Медленно попыхивая трубкой, Бритт заключил:
— Полагаю, снова найдется работенка для Снитчи и Креггса. А нас с тобой, Клемми, опять позовут в свидетели.
— Божечки! — ответила его достойная подруга, и ее сочленения привычно пришли в движение. — Ах, если бы такое случилось со мной, Бритт!
— Какое «такое»?
— Ну, скорое замужество.
Бенджамин отложил трубку и от души рассмеялся.
— Конечно. Кто еще может подходить для этого дела лучше? Бедная Клем.
Клеменси на мгновение тоже засмеялась: мысль показалась забавной и ей.
— Ну да, — подтвердила она. — А почему нет?
Мистер Бритт потянулся за трубкой.
— Ты ведь знаешь, что
— Думаешь, не выйду? — запальчиво переспросила Клеменси.
Мистер Бритт покачал головой.
— Ни единого шанса.
— А ты представь, — сказала Клеменси. — В один прекрасный день ты ведь тоже соберешься жениться, Бритт, разве нет?
Такой вопрос, да еще заданный в лоб, требовал раздумья. Выдохнув большое облако дыма, рассмотрев его со всех сторон, словно оно требовало тщательного всестороннего изучения, мистер Бритт ответил, что отнюдь не уверен, — однако да, — возможно, когда-нибудь это произойдет.
— Я желаю ей счастья, кем бы она ни была, — воскликнула Клеменси.
— О, она его получит, — ответил Бритт. — С большой долей вероятности.
Клеменси улеглась верхней половиной туловища на стол и теперь пристально разглядывала свечу.
— Однако ей не довелось бы жить так счастливо, как она будет жить; и она не получила бы такого внимательного мужа, какого получит, если — не то чтобы я этого особенно добивалась, все было чистой случайностью — если бы не я. Не так ли, Бритт?
— Определенно, — ответил ее верный соратник. К этой минуте он так увлекся трубкой, что едва цедил слова; он царственно восседал на стуле и следил за подругой только глазами, и то едва-едва. — О! Я очень тебе предан, ты же знаешь, Клем.
— Божечки, как приятно об этом думать! — сказала Клеменси.
В тот же миг ее мысли вслед за взглядом перенеслись на потеки свечи; она вспомнила о полезных свойствах свечного жира и щедро помазала левый локоть этим целительным бальзамом.
Мистер Бритт меж тем раздумчиво продолжал:
— Ты же знаешь, я многое изучил.

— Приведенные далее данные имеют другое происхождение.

Issue #1510, opened 2019-12-25
There is no inputting validation for the "port input box"


v-ruizh:
**OS:** All
**Build Version:** [20191221.2](https://dev.azure.com/ms-azuretools/AzCode/_build/results?buildId=13288&view=results)
**Regression:** Not a Regression

**Steps to reproduce:**

1. Open a folder/workspace in VS Code.
2. F1->Docker: Add Docker Files to Workspace...->Node.js->Yes/No.
3. Input the port with "3;;'['']?\><" in the "port input box".

**Expect:**
There is an error like below.
![image](https://user-images.githubusercontent.com/45614674/71440494-3a6b8c00-2738-11ea-9af0-38c80f89127d.png)

**Actual:**
There is no inputting validation for the "port input box".
![image](https://user-images.githubusercontent.com/45614674/71440524-566f2d80-2738-11ea-9e6f-e9ced0ecea5c.png)

allanwright:
I've created #1518 to fix this issue.

PR #1518, opened 2019-12-30
There is no inputting validation for the "port input box" #1510

allanwright:
Input validation exists but its behaviour does not match the validation message:

_Ports must be a comma-separated list of positive integers (1 to 65535), or empty for no exposed port._

The current validation uses a global regex pattern to match on sequences of numbers, but does not care how they are separated. This has the advantage of being able to split the ports using any separator, but it does mean that the validation message isn't always displayed when it should be, which causes confusion when trying to determine what is or isn't valid input. I also found that entering a negative port number successfully validates and returns the port number as a positive value.

I've refactored the splitPorts function and added unit tests to cover different input variations. The behaviour of this function is now much more explicit in what is considers valid input and closely matches the validation message that is displayed.

I also had to export the splitPorts function in order to test it. I'm not sure if that is going to be an issue or if there is another way to achieve the same result without exporting it.


ravipal:
Thank you @allanwright for fixing this issue.

Issue #1461, opened 2019-12-04
[Suggestion] Auto refresh after installing Azure Account Extension


v-dantch:
**OS**: Mac
**Build Version:** [20191203.1](https://dev.azure.com/ms-azuretools/AzCode/_build/results?buildId=12805)
**Regression:** Not a Regression

**Repro Steps:**
1. Uninstall all dependencies of Azure Account Extension --> Uninstall Azure Account Extension.
2. Use "Connect Registry" button to connect Azure --> Prompt to install Azure Account Extension.
![image](https://user-images.githubusercontent.com/34729092/70120053-98abce80-16a6-11ea-9296-3f1661a1d8a8.png)
3, Install Azure Account Extension.

**Actual**:
Need to refresh manually after installing Azure Account Extension.

**Suggestion:**
Auto refresh after installing Azure Account Extension.

philliphoff:
That seems like a reasonable thing to do.

PR #1520, opened 2019-12-31
Auto refresh registries after installing the Azure ext.

ravipal:
When Azure extension is not installed, the Azure registry shows a node "Install Azure Account Extension...". Even after installing the extension, it still shows "Install Azure Account Extension..." until user manually refreshes the node. Now it is being auto refreshed.

Related to #1461.


src/tree/registries/azure/AzureAccountTreeItem.ts
```diff
@@ -28,4 +30,25 @@ export class AzureAccountTreeItem extends AzureAccountTreeItemBase implements IR
     public createSubscriptionTreeItem(subContext: ISubscriptionContext): SubscriptionTreeItem {
         return new SubscriptionTreeItem(this, subContext);
     }
+
+    public async loadMoreChildrenImpl(_clearCache: boolean, context: IActionContext): Promise<AzExtTreeItem[]> {
+        const treeItems: AzExtTreeItem[] = await super.loadMoreChildrenImpl(_clearCache, context);
+
+        if (treeItems.length === 1 && treeItems[0].commandId === 'extension.open') {
```
karolz-ms: So this command causes the extension to be open in the gallery, but not necessarily to be installed. Should we have a time-out for the polling loop below, in case the user decides they don't want to install the extension after all?

ravipal: Added 10 min timeout.

src/tree/registries/azure/AzureAccountTreeItem.ts
```diff
@@ -28,4 +30,33 @@ export class AzureAccountTreeItem extends AzureAccountTreeItemBase implements IR
...
+            // tslint:disable-next-line: no-floating-promises
+            this.refreshNodeWhenAzureExtensionIsInstalled();
```
philliphoff: This could get called multiple times, if the user manually refreshes this node, which means multiple waiters for the installation.  Moreover, if the user manually refreshes the parent node (e.g. the root tree), new instances of this class will be created and this function could then be called multiple times across several instances.  That means it's not enough to track waiting at the instance level; it needs to be statically tracked so there is at most a single waiter.

src/tree/registries/azure/AzureAccountTreeItem.ts
```diff
@@ -28,4 +30,33 @@ export class AzureAccountTreeItem extends AzureAccountTreeItemBase implements IR
...
+        }
+
+        return treeItems;
+    }
+
+    private async refreshNodeWhenAzureExtensionIsInstalled(): Promise<void> {
+        let isExtensionInstalled: boolean = false;
+        let timedout: boolean = false;
+        const maxTimeout: number = 600000; //10 minutes
+        setTimeout(() => { timedout = true; }, maxTimeout);
```
philliphoff: Ideally this timeout timer will get canceled when an installation happens.

karolz-ms: Yes, if we can actually have a handler for the installation of this particular extension, then we do not need to poll at all. Can we?

philliphoff: Hmm, the [`vscode.extensions.onDidChange`](https://code.visualstudio.com/api/references/vscode-api#extensions) event looks promising.  We'd still need to ensure we're only listening at most once (see above comment), but would be better than polling.

ravipal: Now using event onDidChange. But still each instance need to subscribe to the event.

src/tree/registries/azure/AzureAccountTreeItem.ts
ravipal: Now using event

src/tree/registries/azure/AzureAccountTreeItem.ts
```diff
@@ -28,4 +29,18 @@ export class AzureAccountTreeItem extends AzureAccountTreeItemBase implements IR
     public createSubscriptionTreeItem(subContext: ISubscriptionContext): SubscriptionTreeItem {
         return new SubscriptionTreeItem(this, subContext);
     }
+
+    public async loadMoreChildrenImpl(_clearCache: boolean, context: IActionContext): Promise<AzExtTreeItem[]> {
+        const treeItems: AzExtTreeItem[] = await super.loadMoreChildrenImpl(_clearCache, context);
+
+        if (treeItems.length === 1 && treeItems[0].commandId === 'extension.open') {
+            const extensionUtils: ExtensionUtils = new ExtensionUtils('ms-vscode.azure-account');
```
philliphoff: This will still create `n` numbers of listeners of extension events, for `n` refreshes of this node or parent node, when there should just be, at most, one listener.  One of the tricks will be understanding when a node no longer needs to listen; the easy case is when the same instance is refreshed and the waited-for extension is now installed, but the hard case is when the node itself is thrown away in favor of a brand new node, as I don't think there's a disposal pattern in place for tree view nodes.

That said, I think there should only ever be just *one* of this type of node in place at any given time, so we might use construction of a new node to indicate that the existing node should stop listening (as, presumably, it's being thrown away).

src/utils/extensionUtils.ts
```diff
@@ -0,0 +1,34 @@
+/*---------------------------------------------------------------------------------------------
+ *  Copyright (c) Microsoft Corporation. All rights reserved.
+ *  Licensed under the MIT License. See LICENSE.md in the project root for license information.
+ *--------------------------------------------------------------------------------------------*/
+
+import { Event, EventEmitter, extensions } from "vscode";
+
+export class ExtensionUtils {
```
philliphoff: `ExtensionListener`?

src/utils/extensionUtils.ts
```diff
@@ -0,0 +1,34 @@
+/*---------------------------------------------------------------------------------------------
+ *  Copyright (c) Microsoft Corporation. All rights reserved.
+ *  Licensed under the MIT License. See LICENSE.md in the project root for license information.
+ *--------------------------------------------------------------------------------------------*/
+
+import { Event, EventEmitter, extensions } from "vscode";
+
+export class ExtensionUtils {
+    private extensionName: string;
+    private readonly extensionInstalledEmitter: EventEmitter<boolean> = new EventEmitter<boolean>();
```
philliphoff: I believe an `EventEmitter<T>` is disposable, which means this type must also be disposable (and call the emitter's `dispose()` function).

src/utils/extensionUtils.ts
```diff
@@ -0,0 +1,34 @@
...
+        this.extensionName = extensionName;
+        this.subscribeToExtensionChange();
+    }
+
+    private subscribeToExtensionChange(): void {
+        if (this.isExtensionInstalled(this.extensionName)) {
+            this.extensionInstalledEmitter.fire(true);
+        }
+
+        extensions.onDidChange(() => {
```
philliphoff: This returns a disposable object (with which to unsubscribe from the event), which should be disposed of when we no longer care about listening.

src/tree/registries/azure/AzureAccountTreeItem.ts
ravipal: When the node gets refreshes, the same instance is not used instead the old instance is thrown away. AzureAccountTreeItemBase which is the base class for this type implements disposable. But unfortunately when the node/parent gets refreshed, the dispose is not getting called, so can't  use the dispose() method to dispose the listener.

ravipal: Now listening only once.

src/extension.ts
```diff
@@ -131,6 +132,13 @@ export async function activateInternal(ctx: vscode.ExtensionContext, perfStats:
     });
 }
 
+export async function deactivateInternal(ctx: vscode.ExtensionContext): Promise<void> {
+    await callWithTelemetryAndErrorHandling('docker.deactivate', async (activateContext: IActionContext) => {
+        activateContext.telemetry.properties.isActivationEvent = 'true';
```
philliphoff: Should we consider this an activation event? (I'm not sure what we use this property for in our telemetry analysis.)

src/utils/AzureAccountExtensionListener.ts
```diff
@@ -0,0 +1,52 @@
...
+            AzureAccountExtensionListener.extensionInstalledEmitter.dispose();
+        }
+        AzureAccountExtensionListener.extensionInstalledEmitter = new EventEmitter<boolean>();
+        return this.extensionInstalledEmitter.event;
+    }
+
+    private static subscribeToExtensionsChange(): Disposable {
+        const listener: Disposable = extensions.onDidChange(() => {
+            if (this.isExtensionInstalled(AzureAccountExtensionListener.extensionName)) {
+                // Once the extension is installed, no need to continue listening for the event.
```
philliphoff: We may need to restart listening in the event that the user uninstalls the Azure Account extension.  Perhaps reset `extensionsChangeEventListener` after disposing of `listener`?.

src/extension.ts
ravipal: This property is to indicate whether this telemetry is as part of extension activation and deactivation related Vs user operation.

src/utils/AzureAccountExtensionListener.ts
```diff
@@ -0,0 +1,52 @@
...
+        return extensions.getExtension(AzureAccountExtensionListener.extensionName) !== undefined;
+    }
+
+    public static dispose(): void {
+        if (AzureAccountExtensionListener.extensionInstalledEmitter) {
+            AzureAccountExtensionListener.extensionInstalledEmitter.dispose();
+        }
+        if (AzureAccountExtensionListener.extensionsChangeEventListener) {
+            AzureAccountExtensionListener.extensionsChangeEventListener.dispose();
+        }
```
philliphoff: Reset to `undefined`, so that it's setup to go again in the event that the extension is reactivated?

Issue #1430, opened 2019-11-14
Review execution of container commands via palette


philliphoff:
Many (all?) of the container-related contextual commands are also available via the command palette.  In that scenario, the command will typically display a quick-pick prompt so the user can select a specific container.  However, several of these commands are valid only when a container is in a given state, which means they may fail if the wrong container is selected.

We should review each command to (1) determine whether it makes sense to be available via the command palette and (2) whether the quick-pick prompt should be filtered to show only containers relevant to the command.

v-dantch:
#1576 This issue also reproduces.

PR #1527, opened 2020-01-07
Filter and show only the container groups valid for that command

ravipal:
Container related commands like start and stop is valid for certain containers based on state. If the containers are grouped (default), then the first level tree item picker shows all container groups. Now this is filtered to show the group that has a valid container.

Related to #1430

### DIFF
--- a/src/tree/LocalGroupTreeItemBase.ts
+++ b/src/tree/LocalGroupTreeItemBase.ts
@@ -11,7 +11,7 @@ export abstract class LocalGroupTreeItemBase<TItem extends ILocalItem, TProperty
     public parent: LocalRootTreeItemBase<TItem, TProperty>;
     public group: string;
     private _items: TItem[];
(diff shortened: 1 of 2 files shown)


src/tree/LocalGroupTreeItemBase.ts
```diff
@@ -41,4 +44,15 @@ export abstract class LocalGroupTreeItemBase<TItem extends ILocalItem, TProperty
     public compareChildrenImpl(ti1: AzExtTreeItem, ti2: AzExtTreeItem): number {
         return this.parent.compareChildrenImpl(ti1, ti2);
     }
+
+    public get ChildrenTreeItems(): AzExtTreeItem[] {
```
philliphoff: Nit: `childTreeItems` or `children`?

ravipal: renamed to childTreeItems

Issue #1383, opened 2019-10-30
Error rates: Disallow removing built-in networks


bwateratmsft:
A relatively common issue is users trying to remove the built-in networks (bridge, host, none), which is not allowed by Docker. As a result the attempt fails.

#1175, #1248, and it's a relatively common issue from telemetry (over 36% of all Remove Network attempts fail for this).

PR #1563, opened 2020-01-17
Remove ability to remove built-in networks

stuartthomson:
This relates to issue: https://github.com/microsoft/vscode-docker/issues/1383

There is now a warning message shown if you try to remove a built-in network, and the extension will not actually try to remove them. Additionally, I've added a setting to allow these networks to be hidden from the explorer.


package.json
```diff
@@ -1307,6 +1307,11 @@
                         ]
                     }
                 },
+                "docker.networks.hideBuiltInNetworks": {
+                    "type": "boolean",
+                    "default": false,
+                    "description": "Hide the built in networks from the explorer"
```
philliphoff: Nit: `built-in`

src/commands/networks/removeNetwork.ts
```diff
@@ -16,6 +16,11 @@ export async function removeNetwork(context: IActionContext, node: NetworkTreeIt
         nodes = await ext.networksTree.showTreeItemPicker(NetworkTreeItem.contextValue, { ...context, canPickMany: true, suppressCreatePick: true });
     }
 
+    if (nodes.some(node => ['bridge', 'host', 'none'].includes(node.networkName))) {
+        ext.ui.showWarningMessage("It's not possible to remove the built-in networks 'bridge', 'host', or 'none'");
```
philliphoff: Nit: avoid contractions in messages shown to users (`'It is not possible...'`).  Alternatively, `"The built-in networks 'bridge', 'host', and 'none' cannot be removed."`

src/commands/networks/removeNetwork.ts
```diff
@@ -16,6 +16,11 @@ export async function removeNetwork(context: IActionContext, node: NetworkTreeIt
         nodes = await ext.networksTree.showTreeItemPicker(NetworkTreeItem.contextValue, { ...context, canPickMany: true, suppressCreatePick: true });
     }
 
+    if (nodes.some(node => ['bridge', 'host', 'none'].includes(node.networkName))) {
```
philliphoff: I wonder if clever use of tree item context values would allow us to filter out the built-in networks from being chosen.  Ideally, they'd be listed but disabled, but I'm not sure the VS Code picker API allows that so just filtering them out completely may be better than warning them after the fact.

We *should* akso be able to remove/disable (preferably the latter) the remove command from the context menus of the built-in nodes.

src/commands/networks/removeNetwork.ts
```diff
@@ -16,6 +16,11 @@ export async function removeNetwork(context: IActionContext, node: NetworkTreeIt
...
+        ext.ui.showWarningMessage("It's not possible to remove the built-in networks 'bridge', 'host', or 'none'");
+        nodes = nodes.filter((node) => !['bridge', 'host', 'none'].includes(node.networkName));
```
philliphoff: As the list of built-in networks is used in at least 3 places, perhaps refactor it as a single constant?

src/commands/networks/removeNetwork.ts
stuartthomson: I have added a new commit which filters them out. I could not figure out how to disable the command but still have it visible (in either case). I agree it would be preferable and perhaps somebody more knowledgeable can figure out if that's even possible.

bwateratmsft: I don't think it is in the current framework. In any case, I'm happy with hiding `Remove` entirely from built-in networks.

package.json
```diff
@@ -1307,6 +1307,11 @@
                         ]
                     }
                 },
+                "docker.networks.hideBuiltInNetworks": {
```
bwateratmsft: Nit: Generally we try to use the positive instead of the negative, i.e. instead of `hideBuiltInNetworks`, default `false`, it would be `showBuiltInNetworks`, default `true`. Negatives can get confusing when they are false (i.e. it's a double-negative).

src/tree/networks/NetworkTreeItem.ts
```diff
@@ -5,20 +5,27 @@
...
+
     private readonly _item: LocalNetworkInfo;
 
     public constructor(parent: AzExtParentTreeItem, itemInfo: LocalNetworkInfo) {
         super(parent);
         this._item = itemInfo;
     }
 
+    public get contextValue(): string {
+        const prefix = builtInNetworks.includes(this._item.networkName) ? 'unremoveable' : 'removeable';
```
bwateratmsft: Should we consider `defaultNetwork` and `customNetwork`, instead of `unremoveableNetwork` and `removeableNetwork`? I'm ok with either, just a thought. @philliphoff as well.

package.json
```diff
@@ -1420,6 +1420,11 @@
                         ]
                     }
                 },
+                "docker.networks.showBuiltInNetworks": {
+                    "type": "boolean",
+                    "default": false,
```
bwateratmsft: IMO the default should be `true` for this.

src/commands/networks/removeNetwork.ts
```diff
@@ -13,11 +14,14 @@ export async function removeNetwork(context: IActionContext, node?: NetworkTreeI
...
         { ...context, suppressCreatePick: true, noItemFoundErrorMessage: 'No networks are available to remove' },
         ext.networksTree,
-        new RegExp(NetworkTreeItem.contextValue, 'i'),
+        NetworkTreeItem.customNetworkRegExp,
         node,
         nodes
     );
-
+    if (nodes.some(n => builtInNetworks.includes(n.networkName))) {
+        await ext.ui.showWarningMessage("The built-in networks 'bridge', 'host', and 'none' cannot be removed.");
```
bwateratmsft: Probably shouldn't await this one as it will hold up until the user clicks X. You can remove the `await` and add `/* eslint-disable-next-line @typescript-eslint/no-floating-promises */` above that to prevent the linter error.

src/tree/networks/NetworkTreeItem.ts
```diff
@@ -4,22 +4,30 @@
...
+
     private readonly _item: LocalNetworkInfo;
 
     public constructor(parent: AzExtParentTreeItem, itemInfo: LocalNetworkInfo) {
         super(parent);
         this._item = itemInfo;
     }
 
+    public get contextValue(): string {
+        const prefix = builtInNetworks.includes(this._item.networkName) ? 'default' : 'custom';
```
bwateratmsft: I think it would be faster to do this:

`return builtInNetworks.includes(this._item.networkName) ? 'defaultNetwork' : 'customNetwork';`

This avoids a string concat (and the associated memory alloc, concat, return, etc.). There are a *ton* of things that reference `contextValue` in both the extension code and VS Code itself, so it would be getting called a lot.

src/commands/networks/removeNetwork.ts
bwateratmsft: Nitpick: by convention at least in this repo, we try to use single-quotes on strings. `'The built-in networks \'bridge\', \'host\', and \'none\' cannot be removed.'`

src/commands/networks/removeNetwork.ts
bwateratmsft: I'll resolve this comment, the current implementation will not show the `Remove` button when right-clicking a built-in network. If you multi-select and do `Remove` on a non-built-in network, it will filter the built-in ones out of the list to prevent errors.

src/commands/networks/removeNetwork.ts
```diff
@@ -13,11 +14,15 @@ export async function removeNetwork(context: IActionContext, node?: NetworkTreeI
     nodes = await multiSelectNodes(
         { ...context, suppressCreatePick: true, noItemFoundErrorMessage: 'No networks are available to remove' },
         ext.networksTree,
-        NetworkTreeItem.contextValue,
+        NetworkTreeItem.customNetworkRegExp,
         node,
         nodes
     );
-
+    if (nodes.some(n => builtInNetworks.includes(n.networkName))) {
```
bwateratmsft: The call to `multiSelectNodes` with `NetworkTreeItem.customNetworkRegExp` might automatically filter off all the built-in networks, making this redundant. I'll investigate.

bwateratmsft:
Thanks for your contribution @stuartthomson!

PR #1564, opened 2020-01-17
Improve extension configuration property descriptions

karolz-ms:
As part of documentation revamp I did a quick pass over our extension property descriptions

- Tried to make the descriptions somewhat more direct and understandable.
- Removed references to default values (these are displayed in a separate column in the extension "Contributions" tab, so putting them in the description is redundant.
- Added list of possible values for enum-type configuration properties. Without them one needs to look at the extension source/manifest to learn what is possible.

### DIFF
--- a/package.json
+++ b/package.json
@@ -1137,12 +1137,12 @@
                 "docker.explorerRefreshInterval": {
                     "type": "number",
                     "default": 2000,
-                    "description": "Explorer refresh interval, default is 2000ms"
+                    "description": "Docker view refresh interval (milliseconds)"
                 },
                 "docker.containers.groupBy": {
                     "type": "string",
                     "default": "None",
-                    "description": "The property to use when grouping containers.",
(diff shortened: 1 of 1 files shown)


package.json
```diff
@@ -1137,12 +1137,12 @@
...
                     "type": "number",
                     "default": 2000,
-                    "description": "Explorer refresh interval, default is 2000ms"
+                    "description": "Docker view refresh interval (milliseconds)"
                 },
                 "docker.containers.groupBy": {
                     "type": "string",
                     "default": "None",
-                    "description": "The property to use when grouping containers.",
+                    "description": "The property to use to group containers in Docker view: ContainerId, ContainerName, CreatedTime, FullTag, ImageId, Networks, Ports, Registry, Repository, RepositoryName, RepositoryNameAndTag, State, Status, Tag, or None",
```
ravipal: None is not specified in the enum value below. Is this an implicit value? Line 1290 defines a enum with None value.

ravipal: Never mind. It is defined, but I was looking at the bottom of the list.

Issue #1528, opened 2020-01-07
Differentiate unexpected error/bug Vs expected error/user error


ravipal:
In general, any error thrown during command execution is reported as error and 'Report an issue' button is offered to user. But some of the errors are expected like user tries to delete an image that is in use or try to start/stop container but no container matches the required state exists and so on.
We need to a better way to categorize the error and offer 'Report an issue' button only on unknown/unexpected error.

PR #1565, opened 2020-01-17
Provide a useful error message and suppress report issue button

ravipal:
If no matching item found while selecting an item in tree item picker, then a generic error message 'No resource found' with 'report issue' button is offered to user.
Now a customized message is given (like no running container are available to stop) and the 'report issue' button is not shown to user. The azuretools extension behavior is changed to not show 'report issue' when a custom message is provided (refer https://github.com/microsoft/vscode-azuretools/pull/644).

related to #1528

### DIFF
--- a/src/commands/containers/browseContainer.ts
+++ b/src/commands/containers/browseContainer.ts
@@ -59,7 +59,7 @@ export async function browseContainer(context: IActionContext, node?: ContainerT
         node = await captureBrowseCancelStep('node', telemetryProperties, () =>
             ext.containersTree.showTreeItemPicker<ContainerTreeItem>(ContainerTreeItem.runningContainerRegExp, {
                 ...context,
-                noItemFoundErrorMessage: 'No running containers are available to open in browser.'
+                noItemFoundErrorMessage: 'No running containers are available to open in a browser'
             }));
     }
 
--- a/src/commands/containers/browseContainer.ts
+++ b/src/commands/containers/browseContainer.ts
@@ -56,7 +56,11 @@ export async function browseContainer(context: IActionContext, node?: ContainerT
 
     if (!node) {
         /* eslint-disable-next-line @typescript-eslint/promise-function-async */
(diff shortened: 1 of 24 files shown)


src/commands/containers/browseContainer.ts
```diff
@@ -56,7 +56,11 @@ export async function browseContainer(context: IActionContext, node?: ContainerT
 
     if (!node) {
         /* eslint-disable-next-line @typescript-eslint/promise-function-async */
-        node = await captureBrowseCancelStep('node', telemetryProperties, () => ext.containersTree.showTreeItemPicker<ContainerTreeItem>(ContainerTreeItem.runningContainerRegExp, context));
+        node = await captureBrowseCancelStep('node', telemetryProperties, () =>
+            ext.containersTree.showTreeItemPicker<ContainerTreeItem>(ContainerTreeItem.runningContainerRegExp, {
+                ...context,
+                noItemFoundErrorMessage: 'No running containers are available to open in browser.'
```
karolz-ms: ... in a browser?

src/commands/containers/inspectContainer.ts
```diff
@@ -9,7 +9,10 @@ import { ContainerTreeItem } from "../../tree/containers/ContainerTreeItem";
 
 export async function inspectContainer(context: IActionContext, node?: ContainerTreeItem): Promise<void> {
     if (!node) {
-        node = await ext.containersTree.showTreeItemPicker<ContainerTreeItem>(ContainerTreeItem.allContextRegExp, context);
+        node = await ext.containersTree.showTreeItemPicker<ContainerTreeItem>(ContainerTreeItem.allContextRegExp, {
+            ...context,
+            noItemFoundErrorMessage: 'No containers are available to inspect'
```
karolz-ms: Nit: some error messages end with a period, some don't. Let's be consistent. Suggest no period

ravipal: fixed

Issue #1585, opened 2020-01-24
Update CI VM images


philliphoff:
On March 23, 2020, Azure DevOps is retiring several pipeline VM images. In particular, the MacOS 10.13 image used by our Mac pipeline.  We need to update our pipelines to use the latest VM images before that date.

PR #1586, opened 2020-01-24
Update vm images

EricJizbaMSFT:
Got an email saying the images we're using will be removed in March. Other option is to hardcode to a later image, but using latest seemed easier and _should_ work fine.


philliphoff:
Resolves #1585.

philliphoff:
Agree, `latest` seems best.  Will merge once 0.10.0 goes out the door.

PR #1603, opened 2020-02-04
use default files in docker-compose

### LINKED ISSUE #370: Compose - Don't prompt if only one yml file in CWD
Possibly the same feature request as #223, but relating to workspaces which contain a single compose file.

If your project contains only a single `docker-compose.yml` file, could the extension please default to just running compose against that file, instead of prompting for which file you want to run. 

This is by far my favourite VSCode extension, but it's very annoying that every time I have to run a compose command via the command palette, that I have to endure 2 levels of prompting before the command runs. This would be a nice quality of life improvement for many small projects.

ravipal:
If the workspace container only the default docker-compose files 
1. Just one file and it is named 'docker-compose.y(a)ml'
2. Two files docker-compose.y(a)ml and docker-compose.override.y(a)ml

then -f is not used and let the docker-compose pick these files.

Fixes #370

### DIFF
--- a/src/commands/compose.ts
+++ b/src/commands/compose.ts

Мой взыскующий разум не дремал; я прочел множество книг о Добре и Зле. В юном возрасте я был не чужд высокому.
— Вы подумайте! — воскликнула восхищенная Клеменси.
— Точно так, — промолвил мистер Бритт. — Почти два года жизнь моя текла за стеллажами в книжной лавке: на меня возлагалась обязанность следить за покупателями и быть наготове, ежели кто-нибудь присвоит томик; после этого я служил разносчиком в магазине дамской одежды деликатного свойства. И что? Кругом один обман, обман и жульничество. Это привело мой дух в сумрачное состояние; и вот теперь я слушаю споры, которые ведутся в этом доме, и мой дух снова приходит в уныние. Знаешь, что я понял теперь, прожив полную испытаний жизнь? Я думаю, нет лучшего и более надежного утешителя и подсластителя в жизни, лучшего проводника по ее тернистым тропам, нежели терка для орехов.
Клеменси уже открыла рот, однако Бритт предупредил готовый сорваться с ее уст вопрос, веско добавив:
— …в комбинации с наперстком.
В восторге от такого чистосердечного признания, Клеменси восхищенно скрестила руки на груди и потерла локти.